Ep 45Oasis, Metallica & The War That Crushed Music
Ever wonder why older albums feel warm and dynamic while some late-’90s and 2000s records sound like a stark wall of noise? In this episode of Tape Spaghetti, Scott and Blake remember the Loudness Wars—an era when mastering engineers pushed music to its absolute sonic limits. The guys track the constraints of analog vinyl to the digital “look-ahead” limiters that could mathematically crush peaks into flat lines. From Bob Ludwig's legendary Led Zeppelin II pressing to Steely Dan, Dire Straits, Oasis, the Red Hot Chili Peppers, Rick Rubin’s hit factory, and Metallica’s infamous Death Magnetic, the guys explore how "LOUDER" became "better"...until it wasn’t. They break down dynamic range, digital clipping, the Waves L1 Limiter, ear fatigue, and why volume almost always wins in short bursts – but loses out over the course of a full album. The good news? Streaming normalization may have quietly reset the dynamics playing field. Dive into this under-reported part of music history, go down the gear-nerd rabbit hole, and pick apart the cultural impact of volume ruling everything. You may never hear your favorite records the same way again.
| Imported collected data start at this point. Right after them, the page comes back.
PR #10130, opened 2016-07-17
[cmake] Change the way how shared libraries are built

fetzerch:
This is the main prerequisites to make the VS and Xcode projects more usable. I haven't found a better way than getting rid of the static libs per directory and build kodi in one go. My plan is to change `core_add_library` for Xcode and VS to use `target_sources` and add all sources to the main executable here. In order to allow this `core_add_library` must not be used for anything else (for example for libraries).
I've put some info in http://jira.kodi.tv/browse/KODI-16651.

The main change is cbafd20. Even though it contains a few things that are independent, most of the things are somehow connected, so I put it in one commit for simplicity. @hudokkow, @notspiff: Could you review this please?

Tested for Linux, OSX (GNU Makefiles) and Android (GNU Makefiles). More testing needed for Windows (NMake and VS), OSX (Xcode) and Ninja generators.

The PR includes also a few minor changes and improvements. d0befd2 is certainly not the best way to do it, because the addon build system is also CMake based. I've mainly done it now for testing so that I can locally build osx and android packages that contain a few binary addons to see if the libraries still load fine after installation.


lib/UnrarXLib/CMakeLists.txt
```diff
@@ -41,12 +41,13 @@ set(SOURCES archive.cpp
             unpack.cpp
             volume.cpp)
 
-core_add_library(unrarxlib)
-
-if(CORE_SYSTEM_NAME STREQUAL windows)
+add_library(unrarxlib STATIC ${SOURCES} ${HEADERS})
+if(NOT CORE_SYSTEM_NAME STREQUAL windows)
```
Paxxi: isn't it easier to use `if(NOT WIN32)` ?

wsnipex: we prefer to use our own CORE_SYSTEM_NAME instead of the cmake builtins here.

wsnipex:
Very nice. Makes the whole buildsys easier to understand and maintain as well.

hudokkow:
@fetzerch, please pick https://github.com/hudokkow/xbmc/commit/4e458a46029d6dc86ee46257fcc231ca3cedb0e2

Rest looks OK. Great work!

fetzerch:
Thanks! I've squashed @hudokkow's fix and `make binary-addons ADDONS=visualization.spectrum` now works on linux as well. Will test the missing generators now.

fetzerch:
Tested on all platforms now. Windows works as well, due to @Paxxi's wdt/depends fixes. If there are no objections, I'll merge it tomorrow.

@hudokkow: as discussed, I've removed the generator expressions for the libs again because we cannot get the relative directories at configure time. That also makes the android bundle target a bit easier again.

hudokkow:
Merge today or window is closed...

PR #10131, opened 2016-07-17
[test][fix] Fix running of test suite on win32

Paxxi:
Forgot to update the path here to reflect the new dll location


Paxxi:
jenkins build this please

PR #10132, opened 2016-07-17
Improve const correctness and add missing override

neo1973:
This makes some of the more regular used interfaces of `xbmc/cores/` const-correct. I also added the override keyword at many places which, excuse my french, silences a shitload of warnings ;-)

### DIFF
--- a/xbmc/addons/AudioDecoder.cpp
+++ b/xbmc/addons/AudioDecoder.cpp
@@ -132,7 +132,7 @@ int CAudioDecoder::GetTrackCount(const std::string& strPath)
   return result;
 }
 
-CAEChannelInfo CAudioDecoder::GetChannelInfo()
+CAEChannelInfo CAudioDecoder::GetChannelInfo() const
 {
   return m_format.m_channelLayout;
 }
--- a/xbmc/addons/AudioDecoder.h
+++ b/xbmc/addons/AudioDecoder.h
@@ -60,16 +60,16 @@ namespace ADDON
 
     // Things that MUST be supplied by the child classes
     bool Init(const CFileItem& file, unsigned int filecache) override;
-    int ReadPCM(uint8_t* buffer, int size, int* actualsize);
-    bool Seek(int64_t time);
-    bool CanInit() { return true; }
-    void DeInit();
+    int ReadPCM(uint8_t* buffer, int size, int* actualsize) override;
+    bool Seek(int64_t time) override;
+    bool CanInit() const override { return true; }
+    void DeInit() override;
     void Destroy();
     bool Load(const std::string& strFileName,
               MUSIC_INFO::CMusicInfoTag& tag,
-              MUSIC_INFO::EmbeddedArt *art = NULL);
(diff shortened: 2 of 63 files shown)


FernetMenta:
Although most of this is correct there is limited benefit. The downside of those batch cleanups is that is ruins history. Currently core is heavily under construction and I rank history higher than those type of clean-ups.

garbear:
I think it would look cleanest if you dropped the component-derived prefix, and add a tag that stands out, e.g. `[improvement]`.

```
08af733 [improvement] Make interface const-correct
6a5120c player: further cleanup of playing state
a06df2b player: drop unneded method ControlsVolume
6fcee60 IPlayer: properly sync playspeed with application
ef6a155 Add missing vector includes
b1e8208 IPlayer: Remove unused function
353b0bc VideoPlayer: drop method AfterRender
b37c856 VideoPlayer: simplify video rednering
bfc4818 VideoPlayer: drop obsolete method GetRenderResolution
c436454 VideoPlayer: drop obsolte methods
1fae954 VideoPlayer: drop streamInfo
445441a VideoPlayer: revert 20e6f03 and fix possible segfault
20e6f03 VideoPlayer: drop HasMenu from interface
```

The clutter is minimized thanks to @FernetMenta's videoplayer labels, so I think these improvements would be beneficial.

neo1973:
@garbear Do you mean squashing all my commits together into one?

FernetMenta:
Code cosmetics in core won't get merged for the reason I gave.

garbear:
@neo1973 please reopen with only the const fixes in the public interfaces (AE.h, IPlayer.h and ICodec.h). Const-incorrectness in these pollutes the rest of the codebase with unneeded const_cast()s. I've been upstreaming const fixes on an individual basis when it affects my code, so it'd be nice if someone took care of this all at once.

FernetMenta:
changes in the public interfaces require adaption of the subclasses and this won't happen at this time. don't waste you time on this.

MartijnKaijser:
@FernetMenta perhaps you can give @neo1973 some pointers on some refactors or changes that would be acceptable ?

FernetMenta:
@garbear please point me to one of those unneeded const_sasts you did reference. AE and Player are comprised of active objects that communicate via message passing. In such a context const methods make not much sense because a value may get requested by a message or a value just gets read from a cache.

@neo1973 contribution is highly appreciated. I prefer changes that focus on behaviour. We have a backlog of bugs and feature requests. If you want to try your skills there, please let me know. I am happy to assist.

garbear:
@FernetMenta I haven't found any unneeded const_casts in the code in the last few years, but when I started RetroPlayer in 2012 there were several, and I added several more to RetroPlayer that I've been getting rid of over the last 4 years. My *final* const_cast is now gone with the const fix in #9826, so i'm happy with or without this PR :)

FernetMenta:
@garbear you know that the const keyword behind the method name means that the method does not change the instance's state, don't you? so these changes are meaningless for the outside world.

PR #10135, opened 2016-07-18
[addons] reinstate multidir repositories. partially reverts eec2e0aba…

tamland:
…cac1a32fd5a42fafc90336237f8bcf7


tamland:
jenkins build this please

MartijnKaijser:
@tamland forgot to thank you for bringing this back :)
If the mutiple addon versions in addons.xml could act as replacement we should certainly promote it and deprecate this over time.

Ep 45Rust, Soul, and Static: Brittany Howard Before the Fame
Before she was a household name, before the Grammys, before the headlining tours, Brittany Howard was dragging herself to rehearsals after 12-hour shifts as a mail carrier. Before that, she grew up in a trailer in a junkyard in rural Alabama, enduring poverty, prejudice, and the tragic loss of her sister. This episode of Tape Spaghetti tells the story of Howard’s meteoric rise—and the grit that powered it. From bluegrass jams at the ripe age four, to teaching herself recording on a donated computer, Brittany built her musical world from scratch. After a blog feature turned local buzz into national attention, the Alabama Shakes exploded onto the world stage. Through it all, Howard channeled her experiences into artistic reinvention, even stepping away from her wildly successful band to create a solo masterpiece in homage to her lost sister, Jamie. This one's a classic story of resilience, fearlessness, and what can happen when a kid from a literal junkyard refuses to quit.
Ep 44Rolling Stones: The Road To Altamont (Part 2)
Last week Scott & Blake dove into the birth of the Rolling Stones' touring empire. In Part II, they find out what it cost. After reinventing the modern mega-tour in 1969, the Stones faced backlash from a counterculture that suddenly saw them as corporate villains. Their response, a massive free concert celebration in Northern California, was meant to be an olive-branch. Instead, the Altamont Speedway Free Festival became the moment rock lost its innocence. Poor planning, a ground-level stage, and hundreds of thousands of restless fans turned the show into a pressure cooker. The "security" detail, Hells Angels paid with beer, only exacerbated the slow-motion disaster. By the time the Stones took the stage, violence was already erupting in the crowd. What followed was a tragedy and a cultural rupture, immortalized on film and etched into rock history. This is the finale of the tale of rock idealism's brutal collision with reality—and why, ultimately, the 1960s dream of peace and love couldn’t survive the business it created.